By now we were walking. We couldn’t run uphill any more. But as I moved away from my bergen, I was thinking, What is there in there that I should have? Then I realized: it was the medic pack. ‘Left behind the medic pack!’ I shouted to no one in particular.
When I’d gone about twenty metres from the bergen I said to Legs, ‘Have you got the radio?’
‘No,’ he gasped. ‘No time. I had to leave it.’
Suddenly I remembered, My hip flask! It was the one my wife had given me for Christmas, and it was still in my bergen.
I don’t know what happened. The sensible thing would have been to leave it behind. But something clicked, and without hesitation I ran back down the slope. As I reached the bergen, I thought, You idiot, you’re going to get shot now. As I bent down, my back to the Iraqis, I imagined parts of my chest hurtling out in front of me, and wondered what it would look like. Would my clothes tear apart and bits of flesh and bone fly out? But I stuck my hand into the top of the pack, found the flask, brought it out, stuffed it into a trouser pocket and started forward again.
By then I was finding it hard to walk. I felt like I was suffocating. But fear was driving me on.
At last we got over the top, into dead ground, and collapsed onto the deck. ‘I don’t know how we managed that,’ Andy gasped.
‘Nor do I,’ I said. ‘But look at this — at least I got my flask back.’
‘Where was it?’
‘In my bergen,’ I told him. Andy was stunned. ‘I went back for it.’ I unscrewed the top, took a swig of whisky and handed it to him.
For a few seconds we lay there, trying to get our breath. When we stood up again to see where the guys were, we were amazed to find everyone in one piece. I’d thought we must have lost two or three, but they all appeared and came round, just like that, nobody so much as touched.
It took us only a few seconds to reach a group decision. If our Lost Comms procedure worked, the Chinook would come in to the drop-off point at midnight; but now that we’d stirred up such a hornets’ nest, and the Iraqis knew we were in the area, the chances were that they’d ambush the helicopter and shoot it down.
We decided it was safer to make for the Syrian border.
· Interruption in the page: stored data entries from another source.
PR #536, opened 2017-04-03
new take on "Kompose will keep trying its job #477"

kadel:
This is reopening of #477 there were some issues that we forgot to address. 

Issue was that if it can't connect to cluster it panics.
Problem is that we continue after every error.
There should be return after some errors, and after every error in switch should be break so we don't 
try to get reaper using client which creation field or calling `Stop` on reaper that field to create.

I've added new commit on top of  original @surajnarwade's commit, so its easier to review.
Once we agreed that this is the way we wan't to do it we can squash it

### DIFF
--- a/pkg/transformer/kubernetes/kubernetes.go
+++ b/pkg/transformer/kubernetes/kubernetes.go
@@ -695,14 +695,15 @@ func (k *Kubernetes) Undeploy(komposeObject kobject.KomposeObject, opt kobject.C
 	var errorList []error
 	//Convert komposeObject
 	objects, err := k.Transform(komposeObject, opt)
-
 	if err != nil {
 		errorList = append(errorList, err)
+		return errorList
 	}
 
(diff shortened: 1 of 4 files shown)


pkg/transformer/kubernetes/kubernetes.go
```diff
@@ -691,17 +691,19 @@ func (k *Kubernetes) Deploy(komposeObject kobject.KomposeObject, opt kobject.Con
...
-		return errors.Wrap(err, "k.Transform failed")
+		errorList = append(errorList, err)
+		return errorList
 	}
 
 	client, namespace, err := k.GetKubernetesClient()
 	if err != nil {
-		return err
+		errorList = append(errorList, err)
+		return errorList
```
cdrage: This is better! :+1:

cdrage:
LGTM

First, though, we’d head south, to throw the Iraqis off our track.
‘Right,’ I called, ‘let’s go.’ Without trying to take command, but wanting out of this place, I led off, with Andy behind me and the rest in line.
By then we thought we were out of range of the Iraqis’ original position, but some of them had worked their way round onto a closer ridge. As we came into view they opened up again. Also, we were back in view of the antiaircraft gunners, who resumed firing. Some rounds were whizzing past us, others landing ten or fifteen metres away. We just kept walking like mad.
Then the vehicle with the .50 machine gun came up onto a crest and started cracking rounds over us again from a range of 400 or 500 metres. Luckily for us, though, the light was dying and the rounds were going far too high.
So we set off, and walked for our lives into the gathering night.